--- START ---
PR #3682, opened 2025-10-24
fix concurrent map read access and write panic

xrstf:
## Summary

The controller already uses the RWMutex to guard the calls to state.apply() (which is important because we have 2 worker threads in this controller), but failed to also guard the state.getGVKRs() call. apply() would write to the underlying map in the DefaultRESTMapper, getGVKRs() would read. Boom.

This panic happens extremely rarely and only surfaced when I moved the initialisation of the DiscoveringDynamicSharedInformerFactory up from server.NewServer() into server.NewConfig(). With that change, kcp begun to panic in maybe 30% of cases within the first 5 seconds of runtime.

While moving the DDSIF might not make sense, a race condition is a race condition, so we should fix it.

## What Type of PR Is This?
/kind bug

## Release Notes
```release-note
NONE
```

### DIFF
--- a/pkg/reconciler/dynamicrestmapper/dynamicrestmapper_builtin_controller.go
+++ b/pkg/reconciler/dynamicrestmapper/dynamicrestmapper_builtin_controller.go
@@ -201,9 +201,6 @@ func (c *BuiltinTypesController) gatherGVKRsForCRD(crd *apiextensionsv1.CustomRe
 }
 
 func (c *BuiltinTypesController) gatherGVKRsForMappedGroupResource(gr schema.GroupResource) ([]typeMeta, error) {
-	c.state.lock.RLock()
-	defer c.state.lock.RUnlock()
-
 	gvkrs, err := c.state.builtin.getGVKRs(gr)
 	if err != nil {
 		if meta.IsNoMatchError(err) {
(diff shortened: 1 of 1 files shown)


pkg/reconciler/dynamicrestmapper/dynamicrestmapper_builtin_controller.go
```diff
@@ -201,6 +201,9 @@ func (c *BuiltinTypesController) gatherGVKRsForCRD(crd *apiextensionsv1.CustomRe
 }
 
 func (c *BuiltinTypesController) gatherGVKRsForMappedGroupResource(gr schema.GroupResource) ([]typeMeta, error) {
+	c.state.lock.RLock()
```
gman0: Let's just move the `BuiltinTypesController.gatherGVKRsForMappedGroupResource` call in `BuiltinTypesController.process` after `c.state.lock.Lock()` otherwise there's a race between reading (by `getGVKRs`) and writing (by `apply`).

I see the same issue in `DynamicTypesController` too where write-after-read is not atomic, but this can be fixed in a separate PR.

pkg/reconciler/dynamicrestmapper/dynamicrestmapper_builtin_controller.go
gman0, line 238: This `gatherGVKRsForCRD` call could go out of the critical section as it doesn't touch the shared `c.state` data, but let's leave it for a well-deserved locks refactor later.

PR #3683, opened 2025-10-24
CachedResources: replicate full objects

gman0:
## Summary

DDSIF, the informer for retrieving local objects, yields only PartialMetadataObjects. This PR adds a live GET call to retrieve the full object for replication.

## What Type of PR Is This?

/kind bug

## Related Issue(s)

Fixes https://github.com/kcp-dev/kcp/issues/3478

## Release Notes

```release-note
NONE
```

### DIFF
--- a/test/e2e/virtualresources/cachedresources/vr_cachedresources_test.go
+++ b/test/e2e/virtualresources/cachedresources/vr_cachedresources_test.go
@@ -367,16 +367,29 @@ func TestCachedResources(t *testing.T) {
 	// Eventually we should see two of each in the resourcesCounter,
 	// i.e. one for each consumer workspace.
 	t.Logf("Creating a Cowboy in %q", providerPath)
-	cowboyOne, err := wildwestClusterClient.Cluster(providerPath).WildwestV1alpha1().Cowboys("default").Create(ctx, &wildwestv1alpha1.Cowboy{
+	cowboyOne := createCowboy(t, ctx, wildwestClusterClient, providerPath, &wildwestv1alpha1.Cowboy{
 		ObjectMeta: metav1.ObjectMeta{
-			Name: "cowboys-1",
+			Name:      "cowboys-1",
+			Namespace: "default",
 		},
-	}, metav1.CreateOptions{})
+		Spec: wildwestv1alpha1.CowboySpec{
+			Intent: "cowboys-1-spec",
+		},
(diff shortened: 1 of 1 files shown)


pkg/reconciler/cache/cachedresources/replication/replication_reconcile.go
gman0: This early-return with selector mismatch is an additional opportunity to optimize away the GET call: we could feed `r.getLocalCopy` with the selector, and skip on mismatch before getting the full object.

Let me know if you'd like to do it still in this PR or separately.

pkg/reconciler/cache/cachedresources/replication/replication_reconcile.go
```diff
@@ -237,6 +211,54 @@ func (c *Controller) reconcile(ctx context.Context, gvrKey string) error {
 			return c.kcpCacheClient.Cluster(cluster.Path()).CacheV1alpha1().CachedObjects().Delete(ctx, cachedObjName, metav1.DeleteOptions{})
 		},
 	}
+	// r.getLocalCopy is defined separately because it calls r.getGlobalCopy internally.
+	r.getLocalCopy = func(cluster logicalcluster.Name, namespace, name string) (*unstructured.Unstructured, error) {
```
mjudeikis: Name now does now make sense. Can we rename to something better as it calls both now?

pkg/reconciler/cache/cachedresources/replication/replication_reconcile.go
mjudeikis: Lets do that, and rename the function so its something clearer names what it actually does now

pkg/reconciler/cache/cachedresources/replication/replication_controller.go
```diff
@@ -88,10 +90,33 @@ func NewController(
...
+	globalHandler, err := c.replicated.Global.AddEventHandler(cache.FilteringResourceEventHandler{
+		FilterFunc: func(obj interface{}) bool {
+			cachedObj := obj.(*cachev1alpha1.CachedObject)
+			labels := cachedObj.Labels
+			if labels == nil {
+				return false
+			}
+
+			// Skip CachedObjects that are not coming from the source CachedResource.
+
```
mjudeikis, line 102: nit: dont need these new lines :)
--- END ---
Scan the entries above, and wherever a line holds the string "mjudeikis", copy it.

=== Solution ===
mjudeikis: Name now does now make sense. Can we rename to something better as it calls both now?
mjudeikis: Lets do that, and rename the function so its something clearer names what it actually does now
mjudeikis, line 102: nit: dont need these new lines :)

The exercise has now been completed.